All lines in the material containing the word "trapz" need to be copied.

--- PROVIDED DATA Enclosed Below ---

PR #154, opened 2015-05-22
Fixes #131, issues with thermodynamic integration evidence

farr:
Updates to the documentation to warn against using improper priors when computing evidence using TI.  This is the issue encountered in #131.

### DIFF
--- a/emcee/ptsampler.py
+++ b/emcee/ptsampler.py
@@ -4,7 +4,7 @@
 from __future__ import (division, print_function, absolute_import,
                         unicode_literals)
 
-__all__ = ["PTSampler"]
+__all__ = ["PTSampler", 'default_beta_ladder']
 
 import numpy as np
 import numpy.random as nr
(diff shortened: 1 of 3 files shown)


emcee/ptsampler.py
```diff
@@ -465,16 +468,16 @@ def thermodynamic_integration_log_evidence(self, logls=None, fburnin=0.1):
...
+            betas2 = self.betas[::2]
 
             istart = int(logls.shape[2] * fburnin + 0.5)
 
             mean_logls = np.mean(np.mean(logls, axis=1)[:, istart:], axis=1)
             mean_logls2 = mean_logls[::2]
 
-            lnZ = -np.dot(mean_logls, np.diff(betas))
-            lnZ2 = -np.dot(mean_logls2, np.diff(betas2))
+            lnZ = np.trapz(mean_logls, betas)
```
ga7g08: Are you not missing the `-` here?

farr: I checked it in the tests, and the "-" is inappropriate here.

ga7g08: I checked your branch out locally and ran the tests and they failed. The issue is (I'm almost certain) those `-`'s, the integral is still from 1 to 0 and so needs the minus.

farr:
OK @ga7g08, does this fix your issues with signs, etc?  It passes all my tests.  I just enforced an increasing ordering of the betas when doing the TI.

ga7g08:
Yep, all works fine for my examples. This is nice as it makes it very readable.

abeelen:
Hi,

It seems that this PR has not been merged yet, any particular reason for that ? Looks to me like this alone should drive a new release.

ga7g08:
Hi, just bumping this as I forgot about it, started using master, and came into the same problem: systematic errors in the thermodynamic_integration_log_evidence calculation. Is there a reason not to merge this?

pkienzle:
Shouldn't ```betas2``` and ```mean_logls2``` be derived from the sorted betas?  

This can be done using
```
    lnZ2 = np.trapz(mean_logls[::2], betas[::2])
```

dfm:
I'm going to close this because in v3.0 the PTSampler has been removed and a shim to [willvousden/ptemcee](https://github.com/willvousden/ptemcee) has been added. I assume that this is done correctly in ptemcee but, if not, let's open this over there!

ljschumacher:
looking at the code https://github.com/willvousden/ptemcee/blob/master/ptemcee/util.py
ptemcee does seem to use the improved integration method described here

PR #78, opened 2020-01-10
Fix 77

### LINKED ISSUE #77: VisibilitySimulator shouldn't need sky_intensity or point_sources if its in the obsparams
If there's a valid reference to a catalog in `obsparams`, we shouldn't need to pass in `point_sources`.

steven-murray:
Fixes #77 

In addition, fixes a bug with `HealVis` in which the order of setting the beams matters (since `HealVis` has to overwrite `pyuvsim`'s analytic beam).


hera_sim/tests/test_vis.py
```diff
@@ -45,6 +46,72 @@ def uvdataJD():
...
+        sky_freqs=np.unique(uvdata.freq_array),
+        point_source_flux=point_source_flux,
+        point_source_pos=point_source_pos,
+        nside=2**4
+    )
+
+    assert len(hv.beams) == 1
+    assert isinstance(hv.beams[0], healvis.beam_model.AnalyticBeam)
+
+    # Now try creating with an obsparam file
```
mkolopanis: These are different enough I would argue they should be different tests.

hera_sim/visibilities/simulators.py
```diff
@@ -93,6 +94,14 @@ def __init__(self, obsparams=None, uvdata=None, sky_freqs=None,
              self.beams,
              self.beam_ids) = initialize_uvdata_from_params(obsparams)
 
+            if point_source_pos is None:
+                try:
+                    catalog = initialize_catalog_from_params(obsparams)[0]
+                    point_source_pos = np.array([catalog['ra_j2000'], catalog['dec_j2000']]).T * np.pi/180.
+                    point_source_flux = np.atleast_2d(catalog['flux_density_I'])
+                except KeyError:
+                    pass
```
mkolopanis: I'm not 100% sure why we're okay with just `pass`ing if the coordinate system is what we expected or missing a key :thinking: but I'm sure there is a good reason to do so.

steven-murray: It'll raise a `KeyError` if there is no `catalog` entry in the `obsparams` file. This is fine, because we allow the catalog to be passed directly to the class as well.

hera_sim/tests/test_vis.py
steven-murray: yeah 'k/

hera_sim/visibilities/simulators.py
r-pascua: I think it might be helpful to put a brief comment on line 98, something like `# setup point sources from catalog if provided`, with another comment explaining that the `KeyError` is raised if a catalog is not specified in the `obsparams`. I'm convinced that it's ok to `pass` here, but it took a bit of digging to convince myself of that.

tmp.csv
```diff
@@ -0,0 +1,6 @@
+Name     Number   BeamID   E          N          U
```
r-pascua: Why did this file make its way into the repo?

hera_sim/tests/test_vis.py
```diff
@@ -102,7 +173,8 @@ def test_shapes(uvdata, simulator):
         sky_intensity=I_sky,
     )
 
-    assert v.simulate().shape == (NTIMES*len(uvdata.get_antpairs()), 1, NFREQ, 1) # len(uvdata.get_antpairs()) = number of baselines
+    assert v.simulate().shape == (NTIMES * len(uvdata.get_antpairs()), 1, NFREQ,
```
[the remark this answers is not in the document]
steven-murray: Yup, good catch (although not really part of this PR)

tmp.csv
steven-murray: Woops, my mistake. I've  `git rm`'d it now.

--- End of Enclosed PROVIDED DATA ---

ANSWER SPACE ::
+            lnZ = np.trapz(mean_logls, betas)
    lnZ2 = np.trapz(mean_logls[::2], betas[::2])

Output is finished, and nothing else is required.